Speed kills. When you drive, that is what they say. In the martial arts, it can kill progress.
When I first started Bujinkan, I befriended someone senior to me and he had me over at his house to watch some videos. Back in the 80s, you could watch all the videos on the Bujinkan available in one afternoon.
He put one on by a guy named Robert Bussey and asked me to notice things. Even though it was VHS and not DVD, we could slow the tape and see some details. He pointed out that when we slowed the sections of Bussey doing things at full speed, his motions were choppy and his muscles worked against each other. When Bussey was demonstrating at slow speed, there was none of the twitches and wasted movements that he showed when he was trying to do things for real. When we watched tapes of Japanese shihan doing things at speed, there also was none of the wasted movement in what they did.
“This is what happens when you train fast. You ingrain these types of things in you without knowing it,” he said.
I took the lesson to heart. I also had it repeated to me by people I respect and with quite obvious skill over the decades since.
Some make fun of slow training. But Rory Miller made an important comment when he pointed out that no one who trains slow has ever fought slow when things hit the fan. The key thing people say they have problems with is dealing with attacks at speed. Well, when working with someone else you can have them attack at speed and get you used to that easily. Not all training has to be slow of course. But when you are working out on your own, no one is attacking you, so why train at speed? And if you want to deal with attacks at speed, in my experience working with some traditional weapons in paired partner exercises is about the best you can do. Swords and sticks coming at your head have an advantage over fists in the speed at which they travel, so you get used to working with things coming at you fine enough.
There are two advantages to slow training, preventing errors and training in flow.
One of my Japanese teachers put it best. When you move fast, it is easy to fool yourself into thinking that you did everything fine. When you slow things down, you are better able to see extra movements you don’t need to make, mistakes and other things. That allows you to eliminate them. As one person said, smooth is fast. To get smooth, you need to get rid of extra movements. To find those extra movements, you need to go slow. So slow training leads to fast action.
Or, as I like to say, martial arts are kind of like sex. If you aren’t doing it well, speeding up won’t make it any better.
Another teacher pointed out that if we really wanted to get good, instead of fast training, we needed to get deep in our stances. This slowed down what we could do, but amplified what we could tell about our movements. In real combat we would naturally rise a bit and make our movements smaller, so we should train lower than we hope to fight at. The low stances also built up the legs.
The second advantage of training slow is less know, and is developing flow. If you look at the masters in Japan, they move seamlessly from one technique to another. Look at amateurs and you will note that they are rather like newbies to driving learning to use the brake. They speed along at full throttle, only to come to a complete stop before starting up again.

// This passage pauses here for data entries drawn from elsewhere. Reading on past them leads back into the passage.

PR #5261, opened 2026-09-08
fix(terraform): generate terraform-provider-specific CPEs for terraform lock packages

timols:
The `terraform-lock-cataloger` sets `Language` to `Go`, which causes the Go CPE heuristic to run for terraform provider packages. This produces application-level CPEs that are identical to the actual software — for example, `registry.terraform.io/grafana/grafana` gets `cpe:2.3:a:grafana:grafana:4.45.2`, which is the same CPE as the Grafana web application. Grype then matches these against NVD and flags providers with unrelated CVEs (e.g. CVE-2021-39226).

This adds terraform-specific vendor/product candidate functions following the WordPress plugin pattern. For a provider like `registry.terraform.io/grafana/grafana@4.45.2`, the generated CPE is now `cpe:2.3:a:grafana:terraform-provider-grafana:4.45.2:*:*:*:*:terraform:*:*`, which matches the NVD naming convention for terraform provider vulnerabilities.

Changes:
- New `terraform.go` with vendor/product/name-parsing helpers
- Wire `TerraformLockProviderEntry` into `candidateVendorsByType` and `candidateProductSet` (clears the Go-derived values and replaces them)
- Add `TerraformPkg` to `candidateTargetSw` with `"terraform"`
- Tests for all new functions plus two integration cases in `TestGeneratePackageCPEs`

### DIFF
--- a/syft/pkg/cataloger/internal/cpegenerate/generate.go
+++ b/syft/pkg/cataloger/internal/cpegenerate/generate.go
@@ -189,6 +189,8 @@ func candidateTargetSw(p pkg.Package) []string {
 		return []string{"wordpress"}
 	case pkg.RustPkg:
 		return []string{"rust"}
+	case pkg.TerraformPkg:
+		return []string{"terraform"}
 	}
 
 	return []string{cpe.Any}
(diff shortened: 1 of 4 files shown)


timols:
Hi @wagoodman @spiffcs - let me know if you'd like me to take this in a different direction. Seemed like the easiest/simplest change to make to have a more accurate SBOM vs trying to add terraform language support

timols:
Hi @wagoodman @kzantow - this is generating some noise due to buggy behavior. Any chance you could cast your eyes on this PR so it gets merged and shipped in an upcoming release?

PR #5263, opened 2026-09-09
feat(terraform): add license detection for terraform providers

timols:
Resolves the TODO in `parse_tf_lock.go` — the terraform-lock-cataloger now detects licenses for providers.

**Local resolution**: searches for LICENSE files in the `.terraform/providers/` cache directory (always-on, no network).

**Remote resolution**: when enabled, downloads the provider archive from the Terraform Registry and scans it for license files. Opt-in via `terraform.search-remote-licenses` or `--enrich terraform`.

Follows the same pattern as Go, Python, and JavaScript catalogers for remote license enrichment.


timols:
Hi @wagoodman @kzantow - any chance you could cast your eyes on this PR?

PR #5267, opened 2026-09-10
fix: harden .NET PE/ELF parsing against malformed binaries

wagoodman:
A small .NET executable could describe a very large one and syft would act on this incorrectly: 
- a few bytes in the right header field could result in multi gigabyte allocation
- a ~150 byte resource could make a scan never terminate
- a deeply nested resource tree could overflow the goroutine stack (which is a fatal error instead of a panic) 

Parsing has been adjusted to account for these cases:

- declared sizes are weighed against a real byte count before anything is allocated, then against an absolute ceiling.

- resource offsets are checked against their own section, so one pointing outside it is rejected instead of wrapping into a nonsense size that later checks trust

- the resource walk carries a byte budget and a depth cap

- hitting end of file is an error instead of quietly returning a zeroed struct (that silent success is what let a truncated resource spin: the loop counter advanced by however much had been read, which was nothing)

This means that parsing now better reports partial attempts in the SBOM (reported as unknowns against files).

The net effect is that hostile or corrupt `.exe`/`.dll` gets bounded and reported instead of steering allocation size or loop count, and well formed binaries parse as before.

## Type of change

## Checklist

### DIFF
--- a/syft/pkg/cataloger/internal/dotnet/bundle/bundle_test.go
+++ b/syft/pkg/cataloger/internal/dotnet/bundle/bundle_test.go
@@ -1,0 +1,81 @@
+package bundle
+
+import (
+	"bytes"
+	"encoding/binary"
+	"math"
+	"testing"
+
+	"github.com/stretchr/testify/assert"
+	"github.com/stretchr/testify/require"
+)
+
+// fileWithSignatureAt returns a file of the given size carrying the bundle marker (8-byte header
+// offset followed by the signature) starting at sigStart.
+func fileWithSignatureAt(size, sigStart int, headerOffset uint64) []byte {
+	data := make([]byte, size)
+	binary.LittleEndian.PutUint64(data[sigStart-8:sigStart], headerOffset)
+	copy(data[sigStart:], dotNetBundleSignature)
+	return data
+}
+
+func TestFindSignatureOffset(t *testing.T) { //nolint:funlen
+	const withMarker = 256
+
+	tests := []struct {
+		name        string
+		data        []byte
+		searchLimit int64
+		want        int64
+	}{
+		{
+			name:        "no signature present",
+			data:        make([]byte, 512),
+			searchLimit: 512,
+		},
+		{
+			name:        "zero limit searches nothing",
+			data:        fileWithSignatureAt(withMarker, 64, 0x1234),
+			searchLimit: 0,
+		},
+		{
+			// callers sum unsigned header fields into an int64, which overflows to a negative limit for
+			// some header values. This must read nothing rather than sizing a buffer from it.
+			name:        "negative limit reads nothing",
+			data:        fileWithSignatureAt(withMarker, 64, 0x1234),
+			searchLimit: math.MinInt64,
+		},
+		{
+			name:        "limit past end of file reads only what exists",
+			data:        fileWithSignatureAt(withMarker, 64, 0x1234),
+			searchLimit: math.MaxInt64 / 2,
+			want:        0x1234,
+		},
+		{
+			// the bound must not shrink the window below the real file, or a legitimate marker stops being found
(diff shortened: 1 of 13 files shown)


syft/pkg/cataloger/internal/dotnet/bundle/bundle_test.go
```diff
@@ -0,0 +1,293 @@
...
+	require.NoError(t, err)
+	assert.Equal(t, int64(0x1234), got,
+		"a short read must not abort the search; the marker was in the bytes that were returned")
+}
+
+func TestFindBundleHeaderOffset_UnbackedSizeIsReported(t *testing.T) {
+	data := fileWithSignatureAt(8192, 64, 0x1234)
+
+	// claims twice the bytes it holds, so nothing sized or bounds-checked against that number means anything
+	r := &lyingReader{Reader: bytes.NewReader(data), size: int64(len(data)) * 2}
```
kzantow: What kind of scenario would we have a reader like this? We control the readers, right?

syft/pkg/cataloger/internal/dotnet/bundle/bundle_test.go
```diff
@@ -0,0 +1,293 @@
...
+func (r *lyingReader) ReadAt(p []byte, off int64) (int, error) {
+	if off >= r.Reader.Size() {
+		return 0, io.EOF
+	}
+	return r.Reader.ReadAt(p, off)
+}
+
+func (r *lyingReader) Close() error { return nil }
+
+func (r *shortReader) Read(p []byte) (int, error) {
```
kzantow: nit: these two reader implementations are mixed together

syft/pkg/cataloger/internal/dotnet/pe/bundle_test.go
```diff
@@ -56,3 +60,47 @@ func Test_extractDepsJSONFromBundle_Versions(t *testing.T) {
...
+		r.maxRead = len(p)
+	}
+	return r.Reader.ReadAt(p, off)
+}
+
+func (r *readSizeRecorder) Close() error { return nil }
+
+func TestExtractDepsJSONFromBundle_MalformedSectionSizesDoNotOverAllocate(t *testing.T) {
+	// PointerToRawData and SizeOfRawData are user-controlled and unrelated to the real file size
+	sections := []pe.SectionHeader32{{PointerToRawData: 0xFFFFFFFF, SizeOfRawData: 0xFFFFFFFF}}
```
kzantow, line 92: This test doesn't look like it verifies allocation sizes like some of the others, but I guess with these sizes it would crash?

kzantow (approved):

syft/pkg/cataloger/internal/dotnet/bundle/bundle_test.go
wagoodman: We control the immediate callers, but not every reader that reaches `intFile.ReaderSize`. So in the stdlib elf file and pe file return `io.NewSectionReader(...)`s. I think a similar thing can occur with unionreaders in the squashfs adapter, since there is no `Size()` implemented, so we're hoping that `Seek(...,io.SeekEnd)` will return the declared uncompressed size accurately.

syft/pkg/cataloger/internal/dotnet/bundle/bundle_test.go
wagoodman: I'll clean that up and rename the lying one...

syft/pkg/cataloger/internal/dotnet/pe/bundle_test.go
wagoodman: erg, I don't think it would, but agreed, we shouldn't need to deduce that. I'll make an update.

wagoodman:
Looking at a test that is getting OOM killed now...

If you train faster than you can flow into the next move, then you are training yourself to stop and start. You are drilling into yourself the habit of breaking the momentum and giving the enemy a chance to pick up your next motion.
I am not saying you can pick up flow easily even by slow training. It takes countless hours building the habit of flowing from one move to another without any gaps. Some people reject slow training for that reason, preferring to be speedy in a short period of time by means of fast training. But that leads to short term gains, long term pain as they habits they build destroys their ability to get to the very highest level. If you had to fight for your life next month, I can understand taking the quick route in favor of long term gains. This goes for sports where people in their 40s are often considered over the hill. But I hope to still be around in a few decades and train with that in mind.
When you train, especially alone, do not go faster than your ability to move into the next move without any stopping to consider what is going on next. If you aren’t flowing in your practice, you are going too fast. You must spend thousands of hours doing this to get to a point where you can really pull it off. But if you look at the calm effortlessness of true masters, this is what you will see behind their movements.
The choice is simple, do you take the express elevator to the fifth floor and stay there, or do you take the slower one all the way to the top floor?